*AIM OF THE TASK:* From the entries below, give the number of lines where the word "bool" occurs, and nothing else.

Stored data entries

PR #31222, opened 2025-09-16
Setup Brave Origin Profile ID

bbondy:
The profile ID is used in local state to scope the preferences to the specific profile

Resolves https://github.com/brave/brave-browser/issues/49299


components/brave_policy/brave_profile_policy_provider.h
```diff
@@ -31,10 +31,15 @@ class BraveProfilePolicyProvider : public policy::ConfigurationPolicyProvider {
...
   bool IsFirstPolicyLoadComplete(policy::PolicyDomain domain) const override;
 
+  void SetProfileID(const std::string& profile_id);
+
  private:
   policy::PolicyBundle LoadPolicies();
 
   bool first_policies_loaded_ = false;
+  // This tracks whether or not the policy definitions have been loaded
+  bool policies_ready_ = false;
```
bbondy: I'll use this in the next PR. I just wanted to guard the RefreshPolicies call and not forget about that for now.

browser/brave_policy/brave_policy_profile_id.cc
```diff
@@ -0,0 +1,27 @@
...
+#include "brave/components/brave_policy/brave_profile_policy_provider.h"
+#include "chrome/browser/profiles/profile.h"
+#include "components/policy/core/common/configuration_policy_provider.h"
+
+namespace brave_policy {
+
+// This is the definition of a declaration a chromium_src for setting
+// the profile ID on a profile's BraveProfilePolicyProvider.
+// The declaration is in
+// chromium_src/chrome/browser/policyprofile_policy_connector_builder.cc
```
DJAndries: Why is the declaration in chromium_src instead of brave_policy_profile_id.h?

components/brave_policy/brave_profile_policy_provider.cc
```diff
@@ -56,6 +56,16 @@ policy::PolicyBundle BraveProfilePolicyProvider::LoadPolicies() {
   return bundle;
 }
 
+void BraveProfilePolicyProvider::SetProfileID(const std::string& profile_id) {
```
DJAndries, line 59: Slightly unrelated, but curious to hear your thoughts on moving the contents of `//brave/components/brave_policy` to `//brave/components/policy`

browser/brave_origin/brave_origin_service_factory.cc
```diff
@@ -154,8 +155,10 @@ BraveOriginServiceFactory::~BraveOriginServiceFactory() = default;
 std::unique_ptr<KeyedService>
 BraveOriginServiceFactory::BuildServiceInstanceForBrowserContext(
     content::BrowserContext* context) const {
-  // Pass the profile ID here
-  return std::make_unique<BraveOriginService>("");
+  Profile* profile = Profile::FromBrowserContext(context);
+  std::string profile_id =
+      GetProfileId(profile->GetPath().BaseName().AsUTF8Unsafe());
+  return std::make_unique<BraveOriginService>(profile_id);
```
DJAndries, line 159: feel free to ignore this comment since it only pertains to style, but you could consider passing the profile path, and adding a call to `GetProfileID` inside the constructor to slightly simplify the factory.

components/brave_origin/profile_id.h
```diff
@@ -0,0 +1,18 @@
...
+
+#ifndef BRAVE_COMPONENTS_BRAVE_ORIGIN_PROFILE_ID_H_
+#define BRAVE_COMPONENTS_BRAVE_ORIGIN_PROFILE_ID_H_
+
+#include <string>
+
+namespace brave_origin {
+
+// Creates a base64url encoded profile identifier for stable, safe identifier
+std::string GetProfileId(const std::string& profile_path_base_name);
```
DJAndries: consider accepting a `base::FilePath` instead of a string to simplify call sites

browser/brave_policy/brave_policy_profile_id.cc
```diff
@@ -0,0 +1,27 @@
...
+void SetBraveProfilePolicyProviderProfileID(
+    policy::ConfigurationPolicyProvider* provider,
+    content::BrowserContext* context) {
+  Profile* profile = Profile::FromBrowserContext(context);
+  auto profile_id = ::brave_origin::GetProfileId(
+      profile->GetPath().BaseName().AsUTF8Unsafe());
```
DJAndries: `BrowserContext` also has `GetPath`, so we might not need `Profile::FromBrowserContext`

browser/brave_policy/brave_policy_profile_id.cc
bbondy: This is a trick to work around needing a circular dependency where chromium_src would need to depend on the brave origin component

components/brave_policy/brave_profile_policy_provider.cc
bbondy: That's actually how I had it originally but BJ suggested we split it out from the stuff that's there and move it to brave_policy instead.

components/brave_origin/profile_id.h
bbondy: Good call. Update in the latest

browser/brave_policy/brave_policy_profile_id.cc
bbondy: Nice. Doing that allowed me to move it into components too and avoid the browser/ BUILD.gn that I had originally.

components/brave_policy/brave_policy_profile_id.cc
```diff
@@ -0,0 +1,25 @@
...
+#include "brave/components/brave_policy/brave_profile_policy_provider.h"
+#include "components/policy/core/common/configuration_policy_provider.h"
+#include "content/public/browser/browser_context.h"
+
+namespace brave_policy {
+
+// This is the definition of a declaration a chromium_src for setting
+// the profile ID on a profile's BraveProfilePolicyProvider.
+// The declaration is in
+// chromium_src/chrome/browser/policyprofile_policy_connector_builder.cc
```
DJAndries: nit: typo

browser/brave_policy/brave_policy_profile_id.cc
DJAndries: What if we placed profile_id.h/cc in a separate target (i.e. `//brave/components/brave_origin:profile_id` or `//brave/components/brave_origin:util`) and added a dependency to that target?

bbondy: It's beyond that, BJ asked for it to be like this specifically. I did do that same thing in the past though. He doesn't want any components as a dep in chromium_src layer.

components/brave_policy/brave_policy_profile_id.cc
bbondy: updated in the latest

*YOUR SOLUTION:* 3